Your officers should be discussing infrastructure delivery with developers to determine the most effective way of delivery- some infrastrcuture may be considered by the developer ( and the council) to be best provided by them –e.g. mains services, open space or mitigation through s 106 obligations or through CIL (more strategic). The cost of all methods of infrastrcuture delivery need to be considered as part of the viability odf development and the CIl setting process.
You will only be able to pool up to 5 contributions ( after April 2014 or 2015 if the current consultation reform goes through)– even now the wording of s 106 agreements is important as year zero is April 2010.
In the calm pre money period – before you are faced with £2 million in the councils account. What is really important to deliver the development in your area? Set up your priorities and get agreements to them.
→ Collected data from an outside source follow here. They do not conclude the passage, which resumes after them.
PR #866, opened 2020-02-14
fix(examples): add firebase as a dependency to complete/simple example

dzoba:
### Description
If you attempt to run the simple example, you will get this error:

image

It's pretty easily solved by the change in this PR.

### Check List

- [x] All tests passing

### Relevant Issues
Not applicable.  I didn't file an issue for this.  Let me know if there needs to be one.

### DIFF
--- a/examples/complete/simple/package.json
+++ b/examples/complete/simple/package.json
@@ -9,6 +9,7 @@
     "eject": "react-scripts eject"
   },
   "dependencies": {
+    "firebase": "^7.8.2",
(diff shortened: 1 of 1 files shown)


dzoba:
Looks like there are issues beyond this, since Todos won't come in and can't be added.

image

prescottprue:
After adding the Firebase sdk I am seeing the todos load and can add one. I'll add support for the database emulator so we can see if it maybe has to do with the project itself

PR #4, opened 2016-03-08
Upgrade Apache Commons Collections to v3.2.2

bogosj:
Version 3.2.1 has a CVSS 10.0 vulnerability. That's the worst kind of
vulnerability that exists. By merely existing on the classpath, this
library causes the Java serialization parser for the entire JVM process
to go from being a state machine to a turing machine. A turing machine
with an exec() function!

https://web.nvd.nist.gov/view/vuln/detail?vulnId=CVE-2015-8103
https://commons.apache.org/proper/commons-collections/security-reports.html
http://foxglovesecurity.com/2015/11/06/what-do-weblogic-websphere-jboss-jenkins-opennms-and-your-application-have-in-common-this-vulnerability/

### DIFF
--- a/pom.xml
+++ b/pom.xml
@@ -53,7 +53,7 @@
     <commons-compress.version>1.5</commons-compress.version>
     <quartz.version>2.1.2</quartz.version>
     <postgres.jdbc.version>9.1-901-1.jdbc4</postgres.jdbc.version>
-    <commons-collections>3.2.1</commons-collections>
+    <commons-collections>3.2.2</commons-collections>
     <javax.transaction>1.1</javax.transaction>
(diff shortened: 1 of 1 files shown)


sandrobonazzola:
Can you please push this patch to gerrit.ovirt.org? oVirt project is using github just for backup.
@jhernand @oourfali @mwperina @mykaul FYI

mwperina:
We are using 3.2.1 only for build, on runtime we are using version provided by WildFly. On master with WildFly 10 we are OK (3.2.2), but we will need to upgrade commons-collections in WildFly 8.2.1 using our ovirt-engine-wildfly-overlay package. I'll prepare the patch, thanks for the report.

PR #9, opened 2016-06-09
[DO NOT MERGE] Add a kubevirt host and start a VM on it

rmohr:
## Basic requirements
- [x]  Add environment variable based kubernetes service discovery
- [x]  Allow adding kubevirt managed hosts (all hosts having a name starting with 'kubevirt' are kubevirt managed hosts

- [ ]  Implement host capabilities/health check based on cAdvisor (so that the host is up)
- [ ]  Implement VM create call by posting to the kubevirt controller

## Bonus
- [ ]  Implement VM stats call by querying prometheus (prometheus gets the data from vAdvisor)
- [ ]  Implement VM list call by querying vAdvisor

- [ ]  Allow setting the host manager from the UI instead of parsing the host name


rmohr:
That was not my playground oVirt repo. :)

When setting up procedures remember that circumstances change – make sure the arrangements can be flexible enough to take on board changes. E.g. windfall site of 2000 units and business development comes in on a former MOD site. Ideally you would like to collect the CIL but you know that this site will need a lot of on site facilities – schools, POS, community facilities and you think these should be provided through s106. changing the reg 123 – CIL spending list – has become more difficult but it is still flexible.
In the management of Cil this is a corporate matter – all those involved in collection and spending should understand it and be clear of their role.
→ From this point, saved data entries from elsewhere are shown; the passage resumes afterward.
PR #29, opened 2021-08-27
Improve MAVEN build Performance

ChenZhangg:
[Parallel builds in Maven 3](https://cwiki.apache.org/confluence/display/MAVEN/Parallel+builds+in+Maven+3) Maven 3.x has the capability to perform parallel builds.

According to [Maven parallel test](https://www.baeldung.com/maven-junit-parallel-tests), we can run tests in parallel.

=====================
If there are any inappropriate modifications in this PR, please give me a reply and I will change them.

### DIFF
--- a/pom.xml
+++ b/pom.xml
@@ -619,6 +619,9 @@
           <configuration>
             <reportsDirectory>${ovirt.surefire.reportsDirectory}</reportsDirectory>
             <argLine>--illegal-access=permit</argLine>
+            	<parallel>classes</parallel>
+            	<useUnlimitedThreads>true</useUnlimitedThreads>
+
           </configuration>
         </plugin>
         <plugin>
@@ -844,6 +847,11 @@
         <plugins>
           <plugin>
             <artifactId>maven-surefire-plugin</artifactId>
+            <configuration>
+            	<parallel>classes</parallel>
+            	<useUnlimitedThreads>true</useUnlimitedThreads>
+            </configuration>
+
           </plugin>
         </plugins>
       </build>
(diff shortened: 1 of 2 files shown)


arso:
hi @ChenZhangg. Many thanks for looking into this area which, I think, needs some more love :)
Before we run the tests, would it be possible for you to share your findinds about build performance gains?  Ie. what is the difference in build time (what type of hardware was it tested on). 
The reason I am asking is the fact that the full build (including mutliple user agents for UI (gwt) is very memory demanding and I prefer to be careful not to break other building flows.

sandrobonazzola:
@ChenZhangg can you please follow up to @arso comment?

pom.xml
```diff
@@ -856,6 +864,9 @@
             <artifactId>maven-surefire-plugin</artifactId>
             <configuration>
               <testFailureIgnore>true</testFailureIgnore>
+            	<parallel>classes</parallel>
```
arso, line 867: Please fix formatting to match the line above - use 2 instead 3 spaces. Same for the line below

pom.xml
```diff
@@ -844,6 +847,11 @@
         <plugins>
           <plugin>
             <artifactId>maven-surefire-plugin</artifactId>
+            <configuration>
+            	<parallel>classes</parallel>
```
arso, line 851: Please fix formatting to match the line above - use 2 instead 1 spaces. Same for the line below

pom.xml
```diff
@@ -619,6 +619,9 @@
           <configuration>
             <reportsDirectory>${ovirt.surefire.reportsDirectory}</reportsDirectory>
             <argLine>--illegal-access=permit</argLine>
+            	<parallel>classes</parallel>
```
arso, line 622: Please fix formatting to match the line above - use 2 instead 1 spaces. Same for the line below

arso (changes requested):
I have tested that change locally and it seem ok - personally I has been running builds with '-T1C' (one thread per core) option for more than a year now. This is enabled  here for travis and I see that checks are passing which means that it is safe to merge it.
I have left few comments regarding formatting. Once these are resolved I am happy to give my +1

PR #45, opened 2022-02-04
webadmin: open navigation sub-menu on "enter" key

rszwajko:
In the main navigation list, support opening secondary navigation menu
by pressing "enter" key. This unblocks keyboard only navigation.

Bug-Url: https://bugzilla.redhat.com/2001904

### DIFF
--- a/frontend/webadmin/modules/webadmin/src/main/java/org/ovirt/engine/ui/webadmin/section/main/view/MainSectionView.java
+++ b/frontend/webadmin/modules/webadmin/src/main/java/org/ovirt/engine/ui/webadmin/section/main/view/MainSectionView.java
@@ -68,6 +68,18 @@ public class MainSectionView extends AbstractView implements MainSectionPresente
 
     private native void activateMenus() /*-{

Do you have regular meeting with neighbouring authorities or with utilities – do you have a Local Strategic partnership? What do you need to set up to discuss delivery of the infrastructure you need for development of your area – even if you are relying on someone else to provide it.
What mechanisms or agreements do you need to put in place?
This is all new to most authorities – the idea of giving money to another body rather that using for services/facilites that are provided by you.
You need a plan
Infrastructure planning – you should have this as part of the local plan/ core strategy process. CIL is not asking you to redo things.
Viability – what evidence does the authority have already – can this be reused
The guidance requires you to talk to County councils and developers – try to understand their issues and seek information from them
Talk to your communities/parishes - what would help them accept development – what are their priorities How can you work with them to provide infrastructure.
Will your community agree ?
Will the developer agree?
Will you and your council have delivered your plans vision?